The expected output is a verbatim reprint of the lines from the beginning of the data that follows through the line that contains "result.comments, file: file)".

(Stored data entries)
Start of Block

PR #653, opened 2026-08-19
Preserve comments inside Sorbet signatures

Morriar:
## Summary

Preserve comments attached to parameters inside Sorbet signatures when parsing RBI files and printing RBS.

This work is based on and supersedes #612 by @KaanOzkan.

- Move shared comment parsing into the base parser visitor so `TreeBuilder` and `SigBuilder` consume the same comment map.
- Attach comments inside a signature to the closest representable node:
  - signature-level comments to `Sig#comments`
  - parameter comments to `SigParam#comments`
  - comments outside the signature source range to the method
- Bound parameter comment lookup to its containing `params(...)` call.
- Preserve inline and leading parameter comments without capturing comments from surrounding calls.
- Print ordinary RBS parameter comments at the end of their parameter line.
- Print block parameter comments at the end of the complete signature line.
- Keep block signatures inline after overload separators.
- Retain the legacy `TreeBuilder(..., comments:)` keyword used by Spoom.
- Regenerate the exported RBI.

## Example

Given:

```ruby
sig do
  params(
    # User identifier
    id: Integer,
    # Callback
    block: T.proc.void
  ).void
end
def foo(id, &block); end
```

RBS output becomes:

```rbs
def foo: (
  Integer id # User identifier
) { -> void } -> void # Callback
```

Overloads remain inline:

```rbs
def foo: -> void
       | { -> void } -> void # Callback
```

Multiple comments on an ordinary parameter remain aligned:

```rbs
Integer id, # User identifier
            # Generated externally
```

### DIFF
--- a/lib/rbi/parser.rb
+++ b/lib/rbi/parser.rb
@@ -93,7 +93,8 @@ module RBI
         raise ParseError.new(message, location)
       end
 
-      visitor = TreeBuilder.new(source, comments: result.comments, file: file)
+      comments_by_line = result.comments.to_h { |c| [c.location.start_line, c] }
+      visitor = TreeBuilder.new(source, comments_by_line: comments_by_line, file: file)
       visitor.visit(result.value)
       visitor.tree
     rescue ParseError => e
@@ -112,12 +113,13 @@ module RBI
     end
 
     class Visitor < Prism::Visitor
-      #: (String source, file: String) -> void
-      def initialize(source, file:)
+      #: (String source, file: String, ?comments_by_line: Hash[Integer, Prism::Comment]) -> void
+      def initialize(source, file:, comments_by_line: {})
         super()
 
         @source = source
         @file = file
+        @comments_by_line = comments_by_line
       end
 
       private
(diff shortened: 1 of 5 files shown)


lib/rbi/parser.rb
```diff
@@ -183,11 +325,15 @@ class TreeBuilder < Visitor
...
 
-      #: (String source, comments: Array[Prism::Comment], file: String) -> void
-      def initialize(source, comments:, file:)
-        super(source, file: file)
+      #: (String source, file: String, ?comments: Array[Prism::Comment]?,
+      #| ?comments_by_line: Hash[Integer, Prism::Comment]) -> void
+      def initialize(source, file:, comments: nil, comments_by_line: {})
+        if comments
+          comments_by_line = comments.to_h { |comment| [comment.location.start_line, comment] }
+        end
```
KaanOzkan, line 333: Wdyt of raising if both `comments` and `comments_by_line` are supplied so we don't ignore it silently?

If we don't go that route: Is there a downside of prioritizing `comments_by_line` instead of calculating it based on `comments`? Using what's supplied feels better.

lib/rbi/parser.rb
```diff
@@ -991,6 +1076,7 @@ def visit_call_node(node)
 
         visit(node.receiver)
         visit(node.block)
+        @current.comments.concat(comments_inside(node)) if node.message == "sig"
```
KaanOzkan, line 1079: Agent brought up that sig comments aren't printed so this case fails now:

```rb
def test_preserves_comments_inside_sig_in_rbs
  rbi = parse_rbi(<<~RBI)
    sig do
      # keep me
      void
    end
    def foo; end
  RBI

  assert_includes(rbi.rbs_string, "# keep me")
end
```

lib/rbi/parser.rb
```diff
@@ -174,6 +176,146 @@ def self?(node)
...
+            @comments_by_line.delete(line)
+            next
+          end
+
+          loc = Loc.from_prism(@file, comment.location)
+
+          # If we find the start of a RBS comment, we create a new RBSComment
+          # Note that we ignore RDoc directives such as `:nodoc:`
+          # See https://ruby.github.io/rdoc/RDoc/MarkupReference.html#class-RDoc::MarkupReference-label-Directives
+          if text.start_with?("#:") && !(text =~ /^#:[a-z_]+:/)
```
amomchilov, line 206: esoteric syntax

```suggestion
          if text.start_with?("#:") && !text.match?(/^#:[a-z_]+:/)
```

lib/rbi/parser.rb
```diff
@@ -174,6 +176,146 @@ def self?(node)
...
+            text = text.sub(/^#: ?/, "").rstrip
+
+            # If we found continuation comments, we merge them in reverse order (since we go from bottom to top)
+            rbs_continuation.reverse_each do |rbs_comment|
+              continuation_text = rbs_comment.location.slice.sub(/^#\| ?/, "").strip
+              continuation_loc = Loc.from_prism(@file, rbs_comment.location)
+              loc = loc.join(continuation_loc)
+              text = "#{text}#{continuation_text}"
```
amomchilov, line 214: We can avoid the reallocation here


```suggestion
              text.concat(continuation_text)
```

lib/rbi/parser.rb
```diff
@@ -174,6 +176,146 @@ def self?(node)
...
+            end
+
+            rbs_continuation.clear
+            comments.unshift(RBSComment.new(text, loc: loc))
```
amomchilov, line 218: How about we `<<` them to the end instead, and only `reverse!` at the end?

lib/rbi/parser.rb
```diff
@@ -174,6 +176,146 @@ def self?(node)
...
+          else
+            # If we have unused continuation comments, we should inject them back to not lose them
```
amomchilov, line 220: Would be helpful to pair these comments with a visual example.

lib/rbi/parser.rb
```diff
@@ -174,6 +176,146 @@ def self?(node)
...
+            end
+
+            rbs_continuation.clear
+            comments.unshift(parse_comment(comment))
+          end
+
+          @comments_by_line.delete(line)
+        end
+
+        # If we have unused continuation comments, we should inject them back to not lose them
```
amomchilov, line 232: How does this differ from the same logic on line 220?

lib/rbi/parser.rb
```diff
@@ -174,6 +176,146 @@ def self?(node)
...
+
+        comments
+      end
+
+      #: (Prism::Node node, ?min_line: Integer?) -> [Integer, Integer]
+      def comment_lookup_range(node, min_line: nil)
+        node_start_line = node.location.start_line
+        latest_line = node_start_line
+        comment = @comments_by_line[latest_line]
+        # Start comment lookup from line above the node if there are no trailing comments.
```
amomchilov, line 246: Example?

lib/rbi/parser.rb
```diff
@@ -174,6 +176,146 @@ def self?(node)
...
+      end
+
+      #: (Prism::Node node, Prism::Comment comment) -> bool
+      def inline_comment_for_node?(node, comment)
+        return false unless node.location.start_line == comment.location.start_line
+
+        between = @source[node.location.end_offset...comment.location.start_offset] || ""
+        between.each_char.all? do |char|
+          char == "," || char.match?(/\s/)
+        end
```
amomchilov, line 268: Is the char at `comment.location.start_offset` the `#`?


```suggestion
        between = @source[node.location.end_offset..comment.location.start_offset] || ""
        between.match?("^,?\s*#$")
```

lib/rbi/parser.rb
```diff
@@ -174,6 +176,146 @@ def self?(node)
...
+      end
+
+      #: (Prism::Node node) -> Array[Comment]
+      def comments_inside(node)
```
amomchilov, line 272: Doc comment with example please

lib/rbi/parser.rb
```diff
@@ -174,6 +176,146 @@ def self?(node)
...
+        comments = [] #: Array[Comment]
+
+        node.location.start_line.upto(node.location.end_line) do |line|
+          comment = @comments_by_line[line]
+          next unless comment
+
+          location = comment.location
+          next if location.start_offset < node.location.start_offset
+          next if location.end_offset > node.location.end_offset
```
amomchilov, line 281: What are these checking?

lib/rbi/parser.rb
```diff
@@ -174,6 +176,146 @@ def self?(node)
...
+        outer_begin_column = outer.begin_column
+        outer_end_line = outer.end_line
+        outer_end_column = outer.end_column
+        return false unless inner_begin_line && inner_begin_column && inner_end_line && inner_end_column
+        return false unless outer_begin_line && outer_begin_column && outer_end_line && outer_end_column
+
+        begins_inside = inner_begin_line > outer_begin_line ||
+          (inner_begin_line == outer_begin_line && inner_begin_column >= outer_begin_column)
+        ends_inside = inner_end_line < outer_end_line ||
+          (inner_end_line == outer_end_line && inner_end_column <= outer_end_column)
```
amomchilov, line 308: Would this be simpler if the calculations were done using the offsets, rather than lines/cols?

Then it just becomes a matter of checking if the `inner` range is a subinterval of `outter` range with `Range#cover?`

lib/rbi/parser.rb
```diff
@@ -174,6 +176,146 @@ def self?(node)
...
+
+        begins_inside && ends_inside
+      end
+
+      #: (Prism::Comment node) -> Comment
+      def parse_comment(node)
+        text = node.location.slice.sub(/^# ?/, "").rstrip
+        loc = Loc.from_prism(@file, node.location)
+        Comment.new(text, loc: loc)
```
amomchilov, line 317: Perhaps this should be a factory function on `Comment`


```suggestion
        Comment.from_prism_node(node)
```

lib/rbi/parser.rb
```diff
@@ -183,11 +325,15 @@ class TreeBuilder < Visitor
       #: Prism::Node?
       attr_reader :last_node
 
-      #: (String source, comments: Array[Prism::Comment], file: String) -> void
-      def initialize(source, comments:, file:)
-        super(source, file: file)
+      #: (String source, file: String, ?comments: Array[Prism::Comment]?,
+      #| ?comments_by_line: Hash[Integer, Prism::Comment]) -> void
+      def initialize(source, file:, comments: nil, comments_by_line: {})
```
amomchilov, line 330: This parameter pack is starting to get unwieldy. I think we should extract a class like something like `SourceFile`, which stores all this stuff

https://refactoring.guru/introduce-parameter-object

lib/rbi/parser.rb
```diff
@@ -608,82 +754,14 @@ def detach_comments_from_sigs(sigs)
...
 
         sigs.each do |sig|
-          comments += sig.comments.dup
-          sig.comments.clear
+          inside, outside = sig.comments.partition { |comment| loc_inside?(comment.loc, sig.loc) }
+          comments.concat(outside)
+          sig.comments.replace(inside)
         end
 
         comments
```
amomchilov, line 762: How do you feel about `flat_map` with a sideffect?

```suggestion
        sigs.flat_map do |sig|
          inside, outside = sig.comments.partition { |comment| loc_inside?(comment.loc, sig.loc) }

          sig.comments.replace(inside)
          
          outside
        end
```

amomchilov: The partition+replace combo is a bit tricky.

What do you think of vendoring a copy of `extract!` from ActiveSupport?

https://github.com/rails/rails/blob/afa0f9244d22abc0b88b46c38c906b518b5fc3c1/activesupport/lib/active_support/core_ext/array/extract.rb#L5-L22

Then this could just be:

```suggestion
        sigs.flat_map do |sig|
          sig.comments.extract! { |comment| !loc_inside?(comment.loc, sig.loc) }
        end
```

lib/rbi/parser.rb
```diff
@@ -783,10 +861,10 @@ def parse_params(node)
 
       #: (Prism::CallNode node) -> Sig
       def parse_sig(node)
-        builder = SigBuilder.new(@source, file: @file)
+        builder = SigBuilder.new(@source, comments_by_line: @comments_by_line, file: @file)
         builder.current.loc = node_loc(node)
         builder.visit_call_node(node)
-        builder.current.comments = node_comments(node)
+        builder.current.comments = node_comments(node) + builder.current.comments
```
amomchilov, line 867: One less alloc + copy


```suggestion
        builder.current.comments = node_comments(node).concat(builder.current.comments)
```

lib/rbi/parser.rb
```diff
@@ -936,11 +1014,16 @@ class SigBuilder < Visitor
       #: Sig
       attr_reader :current
 
-      #: (String content, file: String) -> void
-      def initialize(content, file:)
+      # Bounds sig param comment lookup to comments inside the current `params(...)` call.
```
amomchilov, line 1017: ?

amomchilov (commented):
Great feature!

lib/rbi/parser.rb
Morriar: I want to remove `comments` but I first need to bump Spoom because of the `export-rbi` command.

End of Block

RESPONSE TO THE EXERCISE:
PR #653, opened 2026-08-19
Preserve comments inside Sorbet signatures

Morriar:
## Summary

Preserve comments attached to parameters inside Sorbet signatures when parsing RBI files and printing RBS.

This work is based on and supersedes #612 by @KaanOzkan.

- Move shared comment parsing into the base parser visitor so `TreeBuilder` and `SigBuilder` consume the same comment map.
- Attach comments inside a signature to the closest representable node:
  - signature-level comments to `Sig#comments`
  - parameter comments to `SigParam#comments`
  - comments outside the signature source range to the method
- Bound parameter comment lookup to its containing `params(...)` call.
- Preserve inline and leading parameter comments without capturing comments from surrounding calls.
- Print ordinary RBS parameter comments at the end of their parameter line.
- Print block parameter comments at the end of the complete signature line.
- Keep block signatures inline after overload separators.
- Retain the legacy `TreeBuilder(..., comments:)` keyword used by Spoom.
- Regenerate the exported RBI.

## Example

Given:

```ruby
sig do
  params(
    # User identifier
    id: Integer,
    # Callback
    block: T.proc.void
  ).void
end
def foo(id, &block); end
```

RBS output becomes:

```rbs
def foo: (
  Integer id # User identifier
) { -> void } -> void # Callback
```

Overloads remain inline:

```rbs
def foo: -> void
       | { -> void } -> void # Callback
```

Multiple comments on an ordinary parameter remain aligned:

```rbs
Integer id, # User identifier
            # Generated externally
```

### DIFF
--- a/lib/rbi/parser.rb
+++ b/lib/rbi/parser.rb
@@ -93,7 +93,8 @@ module RBI
         raise ParseError.new(message, location)
       end
 
-      visitor = TreeBuilder.new(source, comments: result.comments, file: file)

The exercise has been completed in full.